Records from a data collection
PR #5911, opened 2026-05-14
RI-8179 Add ACL CAT dangerous commands service

KrumTy:
# What

New `GET /databases/:id/dangerous-commands` endpoint that returns the list of dangerous commands for the connected Redis instance, sourced from `ACL CAT dangerous`.

- Results are upper-cased and de-duplicated for FE consumption.
- Cached per database id; invalidated when the database instance is deleted (via `AppRedisInstanceEvents.Deleted`).
- Degrades to an empty list on Redis versions that do not support ACL — never throws.

Part of epic [RI-6594](https://redislabs.atlassian.net/browse/RI-6594) (Prod vs non-prod modes). Provides the authoritative dangerous-commands list that FE prod-mode guards will consume.

# Testing

- Unit tests for the provider (happy path, dedupe, empty reply, ACL unsupported, non-array reply, cache hit, invalidate, on-delete handler).
- Updated `database-info.service` spec to cover the new method.
- Integration test asserting the endpoint returns an array of upper-case strings and 404s for unknown ids.

Manual:
1. Start the API against a Redis 6.0+ instance, hit `GET /databases/{id}/dangerous-commands` — expect upper-cased command names.
2. Hit it against Redis < 6.0 — expect `200 []`.
3. Delete the database and call again on a new instance — expect a fresh fetch (no stale cache).

---

Closes RI-8179

[RI-6594]: https://redislabs.atlassian.net/browse/RI-6594?atlOrigin=eyJpIjoiNWRkNTljNzYxNjVmNDY3MDlhMDU5Y2ZhYzA5YTRkZjUiLCJwIjoiZ2l0aHViLWNvbS1KU1cifQ

---

> [!NOTE]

§ **Task description**: Copy the entries above exactly, leaving none out.

§ **Solution**:
PR #5911, opened 2026-05-14
RI-8179 Add ACL CAT dangerous commands service

KrumTy:
# What

New `GET /databases/:id/dangerous-commands` endpoint that returns the list of dangerous commands for the connected Redis instance, sourced from `ACL CAT dangerous`.

- Results are upper-cased and de-duplicated for FE consumption.
- Cached per database id; invalidated when the database instance is deleted (via `AppRedisInstanceEvents.Deleted`).
- Degrades to an empty list on Redis versions that do not support ACL — never throws.

Part of epic [RI-6594](https://redislabs.atlassian.net/browse/RI-6594) (Prod vs non-prod modes). Provides the authoritative dangerous-commands list that FE prod-mode guards will consume.

# Testing

- Unit tests for the provider (happy path, dedupe, empty reply, ACL unsupported, non-array reply, cache hit, invalidate, on-delete handler).
- Updated `database-info.service` spec to cover the new method.
- Integration test asserting the endpoint returns an array of upper-case strings and 404s for unknown ids.

Manual:
1. Start the API against a Redis 6.0+ instance, hit `GET /databases/{id}/dangerous-commands` — expect upper-cased command names.
2. Hit it against Redis < 6.0 — expect `200 []`.
3. Delete the database and call again on a new instance — expect a fresh fetch (no stale cache).

---

Closes RI-8179

[RI-6594]: https://redislabs.atlassian.net/browse/RI-6594?atlOrigin=eyJpIjoiNWRkNTljNzYxNjVmNDY3MDlhMDU5Y2ZhYzA5YTRkZjUiLCJwIjoiZ2l0aHViLWNvbS1KU1cifQ

---

> [!NOTE]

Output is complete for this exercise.